Growing up, I learned a lot of things, but I feel like I never learned how to “be.” I know we all have stages where we feel out of place, but I remember walking across the school cafeteria painfully aware of my arms and how to swing them.
I can think of situations in my younger life where I literally did not know how to behave in that situation. I was so in my head second-and-third-guessing everything that everyone in that movement said and did and then second-and-third guessing everything I did as well.
I still have that feeling sometimes. The feeling that I don’t know how to “be.” What to do in some situations, or what I would truly do when faced with certain circumstances. I always try to remind myself that my life is the sum of both hard work and good fortune (or blessings, however you look at it). So there are things I have been blessed not to face.
We are the sum of a lot of different factors–generations of factors even–that have determined who our grandparents were, who their children became, and impacted us. Our health, responsibilities, resources, support network, access, resilience. Even, I think, some traumas that we carry that are probably manifested in unconscious patterns we pass down without even seeing it. This is why the field of epigenetics fascinates me.
We have all heard of “genes,” or “genetics.” Epigenetics deals with DNA. Rather than taking a “you get what you get” approach toward our health or skills, epigenetics says that certain factors can influence the way your genes are activated (or not).
Which means that nature and nurture make us who we are. And it’s possible that nurture might matter more. I know that can be a bleak thought to a lot of people who were dealt a difficult hand in life, but I like the idea that we get a say in our health and who we are. To me, it sounds like I can wake up every day and choose wellness (to the extent that my resources allow). I don’t have to have a temper because my parents did. I don’t have to have diabetes because my grandmother had it.
As time has gone on, I’ve learned more and more how to wake up every day and choose life, myself and the person I want to be. I’ve accepted parts of myself that I never thought I could, and I’ve learned how to walk unselfconsciously thanks to a decade of yoga.
All of this to say there is no one way to figure out how to be, but I think it is important work. For me, “how to be,” means what are you when all of your life roles are stripped off? It has occurred to me after nearly a decade since I left everything and everyone even remotely familiar and went to South Korea (woefully unprepared, I might add).

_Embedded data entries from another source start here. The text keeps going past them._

PR #21910, opened 2019-12-24
add decorator skip_check_grad_ci for test_group_norm 

lijianshe02:
In test_group_norm, the TestGroupNormOpLargeData and TestGroupNormOpLargeData_With_NHWC two test cases just to compare grads between CPU and GPU, the check_grad is not required.

### DIFF
--- a/python/paddle/fluid/tests/unittests/test_group_norm_op.py
+++ b/python/paddle/fluid/tests/unittests/test_group_norm_op.py
@@ -152,7 +152,8 @@ class TestGroupNormOpBigEps3(TestGroupNormOp):
 
 
 @skip_check_grad_ci(
-    reason="Compare grads between CPU and GPU, check_grad is not required.")
+    reason="This test case is to compare whether the grads computation results between CPU and GPU are consistent in the same inputs, check_grad is not required."
+)
 class TestGroupNormOpLargeData(TestGroupNormOp):
     def init_test_case(self):
         self.shape = (2, 32, 64, 64)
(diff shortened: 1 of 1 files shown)


python/paddle/fluid/tests/unittests/test_group_norm_op.py
```diff
@@ -151,6 +151,8 @@ def init_test_case(self):
         self.attrs['epsilon'] = 0.5
 
 
+@skip_check_grad_ci(
+    reason="Compare grads between CPU and GPU, check_grad is not required.")
```
zhangting2020: 这个单测应该是比较相同输入的情况下，反向Op的CPU和GPU实现计算结果是否一致？注释可以稍详细点。

lijianshe02: 好的，谢谢

zhangting2020 (dismissed):
LGTM.

python/paddle/fluid/tests/unittests/test_group_norm_op.py
```diff
@@ -151,6 +151,10 @@ def init_test_case(self):
         self.attrs['epsilon'] = 0.5
 
 
+@skip_check_grad_ci(
+    reason='''This test case is to compare whether the grads computation results between CPU and GPU  
+            are consistent when using the same inputs, check_grad is not required.'''
```
luotao1: This test case is used to ensure whether the gradient checking results between CPU and GPU are consistent when using the same inputs, thus, it doesn't need to call check_grad.
英文可以再增强下。

lijianshe02: 好的，谢谢～

luotao1 (approved):
LGTM

PR #24453, opened 2020-05-12
[WIP] Set fp32_model optional in QAT test 

lidanqing-intel:
Modify `apply_fp32` function so that it could optimize fp32 and qat model by DNNL passes

There was a discussion that in qat test we should only test fp32 and int8 model. But now it turns out that it is not considerable enough. Because the qat model generated by user may have accuracy difference with original fp32 model (Not trained properly). So comparing original fp32 model and int8 model is not enough.


lidanqing-vv:
Need to disable fc in optimize_fp32_pass but not in INT8

lidanqing-vv:
@wojtuss  new PR had this feature. So I close this PR

PR #24456, opened 2020-05-12
Optimize error message, include dgc, nccl, size op

wangxicoding:
1. Optimize error message, include dgc_clip_by_norm_op, dgc_op, nccl_op, size_op.
2. Repair nccl op test. Move NcclReduce, NcclAllReduce, NcclBcast test to the same test function, for the reason serial execution is required for the same nccl comm.


gongweibao (approved):
LGTM

PR #24492, opened 2020-05-13
[Dy2Stat] Add assert for ProgramTranslator

zhhsplendid:
- PR type（PR 类型） is (A):
A. New features（新功能）--------------- D. Performance optimization（性能优化）
C. Function optimization（功能优化）-- F.  Others（其它）

- PR changes（改动点）is (B):
A. OPs（operators）------------------------ C. Docs（文档）
B. APIs（接口）------------------------------D. Others（其它）

- Use one sentence to describe what this PR does.（简述本次PR的目的和改动）

Add `assert` grammar for ProgramTranslator.

### DIFF
--- a/python/paddle/fluid/dygraph/dygraph_to_static/assert_transformer.py
+++ b/python/paddle/fluid/dygraph/dygraph_to_static/assert_transformer.py
@@ -1,0 +1,54 @@
+#   Copyright (c) 2020 PaddlePaddle Authors. All Rights Reserved.
+#
+# Licensed under the Apache License, Version 2.0 (the "License");
+# you may not use this file except in compliance with the License.
+# You may obtain a copy of the License at
+#
+#     http://www.apache.org/licenses/LICENSE-2.0
+#
+# Unless required by applicable law or agreed to in writing, software
+# distributed under the License is distributed on an "AS IS" BASIS,
+# WITHOUT WARRANTIES OR CONDITIONS OF ANY KIND, either express or implied.
+# See the License for the specific language governing permissions and
+# limitations under the License.
+
+from __future__ import print_function
+
+import gast
+
+from paddle.fluid.dygraph.dygraph_to_static.static_analysis import AstNodeWrapper
+from paddle.fluid.dygraph.dygraph_to_static.static_analysis import NodeVarType
+from paddle.fluid.dygraph.dygraph_to_static.static_analysis import StaticAnalysisVisitor
+
+
+class AssertTransformer(gast.NodeTransformer):
+    """
+    A class transforms python assert to fluid.layers.Assert.
+    """
+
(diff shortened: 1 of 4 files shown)


python/paddle/fluid/tests/unittests/dygraph_to_static/test_assert.py
```diff
@@ -0,0 +1,71 @@
...
+@declarative
+def dyfunc_assert_variable(x):
+    x_v = fluid.dygraph.to_variable(x)
+    assert x_v
+
+
+@declarative
+def dyfunc_assert_non_variable(x=True):
+    assert x
+
```
Aurelius84, line 34: LGTM.

I have a question: do we support `assert x, "some error msg"`?

python/paddle/fluid/dygraph/dygraph_to_static/assert_transformer.py
```diff
@@ -0,0 +1,53 @@
...
+
+    def transform(self):
+        self.visit(self.root)
+
+    def visit_Assert(self, node):
+        if not self.static_analysis_visitor.is_tensor_node(node.test):
+            return node
+        cast_node = gast.Call(
+            func=gast.parse("fluid.layers.cast").body[0].value,
+            args=[node.test, gast.Constant(
```
chenwhql, line 46: two questions:
1. if `node .test` is a gast.Call or others, such as `assert func(x)`, whether we need tell users that this situation is temporarily not supported
2. if `node.msg` is not None, our transform will cause user's writed message loss, whether we need to tell users that

liym27 (commented):
LGTM for the rest

python/paddle/fluid/dygraph/dygraph_to_static/assert_transformer.py
zhhsplendid: 1. node.test is supported when it is a gast.Call. For example, if it is paddle API, it can be referred as PADDLE_RETURN_TYPE. Static analysis can also analyzes the return type of visible function (see some test example at test_static_analysis.py). Although not tested in unit test yet, I would say gast.Call or other node is supported.

2. I think one way is adding warning information. In my opinion, it's both OK to add or not to add warning. How about your suggestion? I can do as you suggest.

chenwhql: for 2, maybe we can add warning in later PR

chenwhql (approved):
LGTM

python/paddle/fluid/tests/unittests/dygraph_to_static/test_assert.py
zhhsplendid: Yes, but as Weihang commented, "some error msg" will loss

Although my romantic life has been its normal shitshow, the rest of my life is going pretty well (thank God). And I can spend time in the quiet, by myself. My first boyfriend as a baby adult (20-ish) once asked me why I was so loud. Of course I had no idea what he was talking about. Then he told me I was always making noise. There was always loud music playing or something, never silence.
That really struck me, and I’ve tried to lead a quieter life ever since, although of course I have massively failed in that area many times. Lately, though, it’s been quiet. In this quiet, I’ve had to listen to myself and dismantle my old life completely because it was not making me happy or well.
Listening to myself has been really difficult, but the more I do it the more I am certain that my best days are ahead of me. Because I’m the common denominator in my life. To anyone out there who is struggling, I know it can sound absolutely crushing to think that you are stuck with yourself for the rest of your life. My response is that the behaviors and patterns we have as adults are things that helped us survive when we were younger and dependent on other people. It’s not the same now.
As a species, we are designed to survive, so we are on our own side. There is no part of you that wants to destroy you, not even the one(s) that you or other people can’t understand. If you just start there, knowing that your body and mind are on your side, and responding in kind by changing your self talk or behaviors, you will start to feel better.
I’m not a therapist or anything, but this is what has been working for me. No more shaming any part of myself. Just who are you, what do you have to say, how are you trying to protect me?